▶ DATA SUPPLIED:

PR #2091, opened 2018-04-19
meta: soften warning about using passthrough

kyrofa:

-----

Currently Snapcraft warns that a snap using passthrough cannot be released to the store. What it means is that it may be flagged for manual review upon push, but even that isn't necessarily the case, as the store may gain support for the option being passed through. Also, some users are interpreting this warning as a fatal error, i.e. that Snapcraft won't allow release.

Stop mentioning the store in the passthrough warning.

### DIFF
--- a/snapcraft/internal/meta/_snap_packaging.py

---

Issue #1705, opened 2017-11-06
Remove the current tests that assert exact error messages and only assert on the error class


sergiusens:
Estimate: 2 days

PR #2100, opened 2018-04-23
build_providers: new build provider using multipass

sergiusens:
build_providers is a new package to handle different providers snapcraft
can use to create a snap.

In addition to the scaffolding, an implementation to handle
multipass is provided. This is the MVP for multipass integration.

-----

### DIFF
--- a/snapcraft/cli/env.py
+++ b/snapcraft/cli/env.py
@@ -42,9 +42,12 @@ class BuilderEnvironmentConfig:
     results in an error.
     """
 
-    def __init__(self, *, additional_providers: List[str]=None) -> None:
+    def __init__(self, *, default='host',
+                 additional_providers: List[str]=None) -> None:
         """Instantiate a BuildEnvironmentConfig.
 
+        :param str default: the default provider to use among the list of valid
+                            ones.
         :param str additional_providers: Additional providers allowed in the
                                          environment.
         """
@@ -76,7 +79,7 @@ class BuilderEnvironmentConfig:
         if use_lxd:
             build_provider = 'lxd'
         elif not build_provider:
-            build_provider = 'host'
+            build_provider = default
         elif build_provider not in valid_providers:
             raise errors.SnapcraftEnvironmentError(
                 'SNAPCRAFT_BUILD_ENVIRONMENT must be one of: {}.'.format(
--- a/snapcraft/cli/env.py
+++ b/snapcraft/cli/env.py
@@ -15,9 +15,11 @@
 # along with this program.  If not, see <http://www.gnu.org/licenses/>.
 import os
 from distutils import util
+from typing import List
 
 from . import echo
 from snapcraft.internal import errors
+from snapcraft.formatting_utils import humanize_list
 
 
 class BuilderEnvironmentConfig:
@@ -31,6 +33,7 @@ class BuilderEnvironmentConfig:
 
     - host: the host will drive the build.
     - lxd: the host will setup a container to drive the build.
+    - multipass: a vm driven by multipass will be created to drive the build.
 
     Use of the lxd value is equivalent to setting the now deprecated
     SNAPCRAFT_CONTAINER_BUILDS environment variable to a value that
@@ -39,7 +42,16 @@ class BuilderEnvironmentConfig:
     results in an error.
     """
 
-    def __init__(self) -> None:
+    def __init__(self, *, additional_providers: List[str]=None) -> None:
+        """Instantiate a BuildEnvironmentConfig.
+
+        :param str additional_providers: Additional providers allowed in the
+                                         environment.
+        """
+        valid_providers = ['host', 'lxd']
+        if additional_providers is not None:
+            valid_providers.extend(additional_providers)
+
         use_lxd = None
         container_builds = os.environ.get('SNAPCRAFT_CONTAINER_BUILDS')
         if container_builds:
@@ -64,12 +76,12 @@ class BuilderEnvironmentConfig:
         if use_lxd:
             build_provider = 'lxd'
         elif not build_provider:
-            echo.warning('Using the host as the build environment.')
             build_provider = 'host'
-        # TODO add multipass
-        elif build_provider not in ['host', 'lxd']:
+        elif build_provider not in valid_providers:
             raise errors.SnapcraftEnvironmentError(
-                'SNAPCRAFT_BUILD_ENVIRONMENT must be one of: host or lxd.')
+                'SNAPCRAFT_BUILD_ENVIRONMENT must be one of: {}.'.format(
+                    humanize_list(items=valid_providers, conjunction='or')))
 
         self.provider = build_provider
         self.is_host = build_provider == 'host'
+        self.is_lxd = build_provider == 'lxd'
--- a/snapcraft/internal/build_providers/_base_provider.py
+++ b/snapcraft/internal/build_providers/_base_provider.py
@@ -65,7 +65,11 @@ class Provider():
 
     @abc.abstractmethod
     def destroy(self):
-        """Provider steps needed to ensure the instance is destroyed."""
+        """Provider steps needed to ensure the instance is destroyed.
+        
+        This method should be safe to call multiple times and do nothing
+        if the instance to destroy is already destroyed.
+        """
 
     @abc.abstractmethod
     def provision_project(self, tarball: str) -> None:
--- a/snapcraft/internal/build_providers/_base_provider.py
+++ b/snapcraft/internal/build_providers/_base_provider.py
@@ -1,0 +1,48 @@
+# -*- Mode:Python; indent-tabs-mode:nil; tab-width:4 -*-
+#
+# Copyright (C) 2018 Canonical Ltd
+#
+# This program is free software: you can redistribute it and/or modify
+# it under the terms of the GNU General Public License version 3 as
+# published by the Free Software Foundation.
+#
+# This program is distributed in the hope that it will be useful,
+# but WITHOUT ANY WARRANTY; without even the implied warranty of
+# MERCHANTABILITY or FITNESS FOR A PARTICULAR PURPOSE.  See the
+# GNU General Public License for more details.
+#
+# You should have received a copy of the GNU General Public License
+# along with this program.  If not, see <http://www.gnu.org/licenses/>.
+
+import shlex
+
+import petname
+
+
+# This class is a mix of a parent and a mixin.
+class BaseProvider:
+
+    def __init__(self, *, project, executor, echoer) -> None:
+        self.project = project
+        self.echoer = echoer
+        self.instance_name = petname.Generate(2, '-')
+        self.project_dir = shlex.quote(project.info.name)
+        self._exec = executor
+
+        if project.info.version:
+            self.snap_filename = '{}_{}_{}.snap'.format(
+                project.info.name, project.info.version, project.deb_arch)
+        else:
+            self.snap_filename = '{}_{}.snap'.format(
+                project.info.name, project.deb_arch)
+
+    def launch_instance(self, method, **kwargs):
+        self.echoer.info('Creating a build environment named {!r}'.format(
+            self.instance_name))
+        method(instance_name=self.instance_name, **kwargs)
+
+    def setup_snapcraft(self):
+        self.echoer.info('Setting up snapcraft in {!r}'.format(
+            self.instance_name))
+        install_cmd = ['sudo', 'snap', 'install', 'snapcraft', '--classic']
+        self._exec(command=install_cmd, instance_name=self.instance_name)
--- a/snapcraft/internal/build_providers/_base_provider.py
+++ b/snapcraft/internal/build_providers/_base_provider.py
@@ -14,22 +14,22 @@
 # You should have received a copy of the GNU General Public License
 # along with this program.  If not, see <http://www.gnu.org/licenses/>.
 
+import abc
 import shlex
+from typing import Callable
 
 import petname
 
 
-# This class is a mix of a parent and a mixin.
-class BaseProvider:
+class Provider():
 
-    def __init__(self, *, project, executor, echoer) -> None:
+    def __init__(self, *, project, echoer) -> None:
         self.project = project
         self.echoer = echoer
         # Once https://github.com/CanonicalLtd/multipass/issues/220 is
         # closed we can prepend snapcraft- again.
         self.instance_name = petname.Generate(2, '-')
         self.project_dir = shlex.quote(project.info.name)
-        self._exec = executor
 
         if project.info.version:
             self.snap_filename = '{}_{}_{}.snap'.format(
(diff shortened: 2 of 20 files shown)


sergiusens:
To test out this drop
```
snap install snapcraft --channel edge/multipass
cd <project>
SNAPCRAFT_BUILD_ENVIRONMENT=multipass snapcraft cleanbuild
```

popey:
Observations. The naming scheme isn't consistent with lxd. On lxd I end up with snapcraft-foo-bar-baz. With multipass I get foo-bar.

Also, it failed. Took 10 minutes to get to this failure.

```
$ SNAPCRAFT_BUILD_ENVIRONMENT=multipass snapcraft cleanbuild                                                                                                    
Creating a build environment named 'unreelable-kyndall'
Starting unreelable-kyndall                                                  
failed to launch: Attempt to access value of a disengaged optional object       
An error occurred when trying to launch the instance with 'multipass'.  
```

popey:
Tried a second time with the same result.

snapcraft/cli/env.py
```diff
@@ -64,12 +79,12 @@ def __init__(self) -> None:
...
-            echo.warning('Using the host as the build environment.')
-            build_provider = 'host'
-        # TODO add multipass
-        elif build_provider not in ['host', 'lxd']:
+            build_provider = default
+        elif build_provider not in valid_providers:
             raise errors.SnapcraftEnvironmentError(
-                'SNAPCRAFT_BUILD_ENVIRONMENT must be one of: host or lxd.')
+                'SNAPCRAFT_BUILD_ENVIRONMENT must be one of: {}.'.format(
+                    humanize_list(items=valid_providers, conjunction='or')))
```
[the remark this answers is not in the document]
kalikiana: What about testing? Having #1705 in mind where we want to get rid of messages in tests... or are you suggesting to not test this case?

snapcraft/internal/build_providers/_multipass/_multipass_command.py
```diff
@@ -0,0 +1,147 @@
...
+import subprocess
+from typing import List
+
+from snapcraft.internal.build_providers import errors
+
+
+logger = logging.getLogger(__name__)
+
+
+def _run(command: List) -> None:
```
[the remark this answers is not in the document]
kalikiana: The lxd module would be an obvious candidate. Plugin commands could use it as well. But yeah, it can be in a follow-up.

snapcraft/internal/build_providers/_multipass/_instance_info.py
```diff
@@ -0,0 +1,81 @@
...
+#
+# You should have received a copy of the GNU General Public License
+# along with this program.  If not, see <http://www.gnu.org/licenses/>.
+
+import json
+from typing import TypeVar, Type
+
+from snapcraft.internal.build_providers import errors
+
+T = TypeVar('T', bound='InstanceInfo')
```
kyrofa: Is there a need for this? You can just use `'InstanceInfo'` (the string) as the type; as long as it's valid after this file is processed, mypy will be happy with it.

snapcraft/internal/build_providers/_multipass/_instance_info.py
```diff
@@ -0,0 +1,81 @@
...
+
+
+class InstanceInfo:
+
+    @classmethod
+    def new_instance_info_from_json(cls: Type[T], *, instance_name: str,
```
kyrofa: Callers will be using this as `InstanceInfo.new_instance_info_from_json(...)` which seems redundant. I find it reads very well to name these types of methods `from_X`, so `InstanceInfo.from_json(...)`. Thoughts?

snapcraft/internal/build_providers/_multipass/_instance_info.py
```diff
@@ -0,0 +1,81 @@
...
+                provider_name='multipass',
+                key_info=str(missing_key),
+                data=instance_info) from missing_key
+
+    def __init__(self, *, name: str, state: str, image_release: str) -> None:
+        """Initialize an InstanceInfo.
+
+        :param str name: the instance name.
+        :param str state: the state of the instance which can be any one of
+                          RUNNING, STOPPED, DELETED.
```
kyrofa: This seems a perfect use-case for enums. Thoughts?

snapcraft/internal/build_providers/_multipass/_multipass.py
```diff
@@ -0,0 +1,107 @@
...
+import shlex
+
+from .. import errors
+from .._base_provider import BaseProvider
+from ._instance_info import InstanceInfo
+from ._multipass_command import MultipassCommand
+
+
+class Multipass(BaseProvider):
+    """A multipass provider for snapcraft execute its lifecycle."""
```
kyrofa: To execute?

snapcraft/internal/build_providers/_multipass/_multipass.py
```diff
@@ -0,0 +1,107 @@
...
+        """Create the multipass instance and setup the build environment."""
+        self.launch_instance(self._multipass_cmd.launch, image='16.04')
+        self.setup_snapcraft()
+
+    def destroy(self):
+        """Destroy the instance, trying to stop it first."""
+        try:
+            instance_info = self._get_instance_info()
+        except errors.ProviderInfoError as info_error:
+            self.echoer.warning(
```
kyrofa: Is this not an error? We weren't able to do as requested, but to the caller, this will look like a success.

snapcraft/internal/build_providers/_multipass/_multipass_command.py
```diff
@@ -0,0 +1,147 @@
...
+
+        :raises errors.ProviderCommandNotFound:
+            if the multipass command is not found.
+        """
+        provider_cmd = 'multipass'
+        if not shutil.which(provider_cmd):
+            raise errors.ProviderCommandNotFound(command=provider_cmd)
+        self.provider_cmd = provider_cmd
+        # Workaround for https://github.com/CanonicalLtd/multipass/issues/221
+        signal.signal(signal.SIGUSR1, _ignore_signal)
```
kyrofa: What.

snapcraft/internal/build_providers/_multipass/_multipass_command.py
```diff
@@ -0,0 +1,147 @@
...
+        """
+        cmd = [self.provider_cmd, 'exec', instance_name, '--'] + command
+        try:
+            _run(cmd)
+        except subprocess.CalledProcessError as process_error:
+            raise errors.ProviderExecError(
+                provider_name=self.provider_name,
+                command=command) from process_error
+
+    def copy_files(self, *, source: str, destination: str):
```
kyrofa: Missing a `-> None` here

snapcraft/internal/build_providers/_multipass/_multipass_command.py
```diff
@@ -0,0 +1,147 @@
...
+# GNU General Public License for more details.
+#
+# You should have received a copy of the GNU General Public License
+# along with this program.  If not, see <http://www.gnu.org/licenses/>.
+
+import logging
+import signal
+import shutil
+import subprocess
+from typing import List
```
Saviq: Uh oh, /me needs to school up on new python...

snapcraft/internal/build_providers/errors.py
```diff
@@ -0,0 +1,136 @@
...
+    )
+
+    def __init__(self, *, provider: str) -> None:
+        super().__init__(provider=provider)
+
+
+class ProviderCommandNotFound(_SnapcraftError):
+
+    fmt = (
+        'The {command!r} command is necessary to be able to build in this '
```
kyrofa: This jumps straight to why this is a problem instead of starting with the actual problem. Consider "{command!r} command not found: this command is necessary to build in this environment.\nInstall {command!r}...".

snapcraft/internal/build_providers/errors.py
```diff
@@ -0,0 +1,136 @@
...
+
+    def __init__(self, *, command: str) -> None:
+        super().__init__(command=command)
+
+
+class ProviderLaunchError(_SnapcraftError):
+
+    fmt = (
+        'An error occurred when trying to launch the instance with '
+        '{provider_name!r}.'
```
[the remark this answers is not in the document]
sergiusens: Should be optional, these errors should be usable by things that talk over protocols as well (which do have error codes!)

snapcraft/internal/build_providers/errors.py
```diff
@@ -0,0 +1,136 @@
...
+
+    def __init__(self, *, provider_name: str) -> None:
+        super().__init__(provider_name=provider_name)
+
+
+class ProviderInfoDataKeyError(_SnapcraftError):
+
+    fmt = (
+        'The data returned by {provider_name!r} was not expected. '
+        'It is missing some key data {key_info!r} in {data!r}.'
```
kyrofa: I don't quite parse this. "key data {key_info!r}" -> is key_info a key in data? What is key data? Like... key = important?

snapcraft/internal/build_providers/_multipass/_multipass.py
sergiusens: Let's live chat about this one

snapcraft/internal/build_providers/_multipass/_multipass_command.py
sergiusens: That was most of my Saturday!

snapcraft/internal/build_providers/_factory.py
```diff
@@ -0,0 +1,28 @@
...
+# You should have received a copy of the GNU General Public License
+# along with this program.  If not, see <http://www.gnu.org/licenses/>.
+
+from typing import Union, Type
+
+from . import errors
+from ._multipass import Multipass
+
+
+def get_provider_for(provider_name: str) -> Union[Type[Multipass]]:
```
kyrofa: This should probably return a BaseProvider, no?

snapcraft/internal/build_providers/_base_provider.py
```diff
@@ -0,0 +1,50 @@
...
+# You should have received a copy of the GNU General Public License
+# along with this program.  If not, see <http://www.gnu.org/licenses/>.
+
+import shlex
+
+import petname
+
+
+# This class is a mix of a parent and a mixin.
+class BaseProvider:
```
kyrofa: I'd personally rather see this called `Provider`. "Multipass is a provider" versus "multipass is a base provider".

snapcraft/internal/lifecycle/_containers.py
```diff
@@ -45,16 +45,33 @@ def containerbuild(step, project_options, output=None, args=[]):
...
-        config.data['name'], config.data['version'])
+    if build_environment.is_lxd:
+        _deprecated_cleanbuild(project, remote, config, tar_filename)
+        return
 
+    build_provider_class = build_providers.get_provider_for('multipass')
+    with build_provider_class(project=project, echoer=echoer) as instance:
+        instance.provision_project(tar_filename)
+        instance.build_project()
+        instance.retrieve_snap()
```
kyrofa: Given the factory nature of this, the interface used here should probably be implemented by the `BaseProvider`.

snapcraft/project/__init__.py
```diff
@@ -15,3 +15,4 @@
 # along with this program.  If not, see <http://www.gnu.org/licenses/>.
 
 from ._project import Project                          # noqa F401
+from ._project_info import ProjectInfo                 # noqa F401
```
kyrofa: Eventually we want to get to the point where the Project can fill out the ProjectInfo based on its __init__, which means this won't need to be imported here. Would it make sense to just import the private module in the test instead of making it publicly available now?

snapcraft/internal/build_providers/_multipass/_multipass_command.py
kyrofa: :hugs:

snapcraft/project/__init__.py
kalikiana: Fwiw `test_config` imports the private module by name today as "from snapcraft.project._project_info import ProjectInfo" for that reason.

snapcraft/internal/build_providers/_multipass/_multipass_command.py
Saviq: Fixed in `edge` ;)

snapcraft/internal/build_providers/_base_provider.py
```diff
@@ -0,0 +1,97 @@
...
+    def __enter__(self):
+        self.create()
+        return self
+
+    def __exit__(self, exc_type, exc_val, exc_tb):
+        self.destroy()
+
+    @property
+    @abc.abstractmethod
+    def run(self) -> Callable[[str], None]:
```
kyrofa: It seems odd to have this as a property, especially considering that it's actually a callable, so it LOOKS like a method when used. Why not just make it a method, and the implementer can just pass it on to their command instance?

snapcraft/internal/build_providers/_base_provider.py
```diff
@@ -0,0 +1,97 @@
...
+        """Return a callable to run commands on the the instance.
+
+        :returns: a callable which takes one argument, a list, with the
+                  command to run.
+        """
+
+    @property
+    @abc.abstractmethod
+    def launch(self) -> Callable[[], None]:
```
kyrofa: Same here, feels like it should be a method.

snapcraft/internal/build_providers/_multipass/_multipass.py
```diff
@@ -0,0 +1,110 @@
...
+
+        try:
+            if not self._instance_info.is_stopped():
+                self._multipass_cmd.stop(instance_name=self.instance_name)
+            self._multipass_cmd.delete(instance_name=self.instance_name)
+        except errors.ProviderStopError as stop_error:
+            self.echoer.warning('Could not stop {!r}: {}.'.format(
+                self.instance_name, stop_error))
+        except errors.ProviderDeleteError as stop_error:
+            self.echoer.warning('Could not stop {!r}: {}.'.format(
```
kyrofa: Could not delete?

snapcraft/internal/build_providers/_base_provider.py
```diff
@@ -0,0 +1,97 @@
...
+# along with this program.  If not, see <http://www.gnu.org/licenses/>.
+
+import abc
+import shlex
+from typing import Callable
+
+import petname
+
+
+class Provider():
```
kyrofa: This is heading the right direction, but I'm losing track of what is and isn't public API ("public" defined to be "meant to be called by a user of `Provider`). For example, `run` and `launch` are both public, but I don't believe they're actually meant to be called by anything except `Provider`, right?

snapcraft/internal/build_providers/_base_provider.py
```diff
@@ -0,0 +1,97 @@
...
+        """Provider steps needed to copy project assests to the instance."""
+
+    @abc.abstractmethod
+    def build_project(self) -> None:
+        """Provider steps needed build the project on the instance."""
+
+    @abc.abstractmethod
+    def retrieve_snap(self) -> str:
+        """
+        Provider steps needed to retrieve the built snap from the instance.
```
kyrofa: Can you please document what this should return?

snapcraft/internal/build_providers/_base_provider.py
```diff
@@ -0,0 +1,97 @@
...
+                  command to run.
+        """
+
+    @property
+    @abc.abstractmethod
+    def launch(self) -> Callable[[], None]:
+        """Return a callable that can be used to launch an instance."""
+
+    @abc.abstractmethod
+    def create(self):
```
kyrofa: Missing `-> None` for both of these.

---

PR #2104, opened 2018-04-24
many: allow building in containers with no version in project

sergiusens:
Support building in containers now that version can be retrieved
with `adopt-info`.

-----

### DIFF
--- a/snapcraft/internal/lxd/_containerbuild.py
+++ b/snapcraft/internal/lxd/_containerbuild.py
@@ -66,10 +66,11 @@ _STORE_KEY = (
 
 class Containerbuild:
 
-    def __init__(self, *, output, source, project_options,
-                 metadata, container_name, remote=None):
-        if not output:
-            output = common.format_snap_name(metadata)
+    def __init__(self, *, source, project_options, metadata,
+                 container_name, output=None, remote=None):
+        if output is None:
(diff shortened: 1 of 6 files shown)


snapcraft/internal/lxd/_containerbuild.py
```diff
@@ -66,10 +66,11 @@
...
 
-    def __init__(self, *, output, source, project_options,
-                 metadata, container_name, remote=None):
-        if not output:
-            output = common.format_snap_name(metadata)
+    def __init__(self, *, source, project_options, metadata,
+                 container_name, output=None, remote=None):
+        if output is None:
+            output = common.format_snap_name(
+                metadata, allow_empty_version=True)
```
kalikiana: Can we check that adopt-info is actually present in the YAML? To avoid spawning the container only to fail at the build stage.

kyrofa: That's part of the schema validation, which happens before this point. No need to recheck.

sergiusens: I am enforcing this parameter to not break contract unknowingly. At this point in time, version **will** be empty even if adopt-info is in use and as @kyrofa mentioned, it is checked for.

▶ REQUIRED ACTION:
Go to the line with "PR #2091, opened 2018-04-19" in the entries above and repeat every line from there through the line with "--- a/snapcraft/internal/meta/_snap_packaging.py", exactly and with no other text.

▶ SOLUTION TO THE PROBLEM:
PR #2091, opened 2018-04-19
meta: soften warning about using passthrough

kyrofa:

-----

Currently Snapcraft warns that a snap using passthrough cannot be released to the store. What it means is that it may be flagged for manual review upon push, but even that isn't necessarily the case, as the store may gain support for the option being passed through. Also, some users are interpreting this warning as a fatal error, i.e. that Snapcraft won't allow release.

Stop mentioning the store in the passthrough warning.

### DIFF
--- a/snapcraft/internal/meta/_snap_packaging.py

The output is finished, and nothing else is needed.